Please know I am praying for you, my sister. I am actually praying as I type because I do not take it lightly what you wrote and my heart truly goes out to you. Your heart sounds heavy, even in what you shared, and for good reason! That is a lot to hold on to and a lot to deal with. I am not a counselor or a therapist so I won’t say too much, but as I read your post, particularly the last line “I am honestly afraid to go there, to grieve for fear I can’t handle it” all I could think about is how fear keeps us from freedom. Now, I won’t dare pretend to understand your level of loss, but I do know the level of what the holy spirit can handle. I would venture to say the Lord has taken care of other things in your life before that you thought were too big or that you thought you couldn’t handle, but He did. He has shown Himself before. If He hadn’t, you wouldn’t be asking for prayer. We ask for prayer because we know the power of prayer. We know the power because of experience. You have experienced the Lord showing you HE can handle it and you can cast your grief out to Him and let Him comfort you. He can handle the scream.
Also, and I pray you’re able to hear this in the spirit that I say it. I am a big believer in two things: the power of prayer and the ear of a great therapist! The Lord did not intend for us to do life by ourselves and well, grief is a part of life. Please, when you’re ready, talk to someone. Whether it’s someone at your church, maybe you all have a grief ministry or even a licensed counselor. Someone I strongly recommend is a sweet woman of God named Shundria Riddick. She is licensed counselor, extremely down to earth, and loves Jesus. She actually did a podcast with Chrystal a few months ago. It was about marriage but you can at least hear her heart. She is truly a gift. http://chrystalevanshurst.com/067-a-chat-with-shundria-riddick/
May the Lord continue to remind you that He has you and that you don’t have to fear anything, especially grieving. He will take care of you. I Peter 5:7
Wow…, this really blessed me. Summed up my feelings during this season. I feel like I have been holding my breathe for the last month or so because I love this season and did not want to spoil it for my family. I lost my sister in July of this year and it’s been 5 years since we lost my mom. All that has literally been sitting on the edge of my heart. Thanks for sharing.

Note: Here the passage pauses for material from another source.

PR #1618, opened 2025-09-11
Feat: Workspace swipes back on

adschem:


dhh:
Add as a comment instead. We didn't have it on before. Thanks!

To God be the glory! You and I share some of the same sentiments (“did not want to spoil it for my family” was a very familiar feeling). You have my sincere condolences on the recent loss of your sister and for your mom as well. As I read the comments from our sisters in Christ, I am comforted by the presence of the holy spirit connecting us for such a time as this; to encourage us as we continue to do one day at a time & continue to seek the Lord for healing, comfort and joy.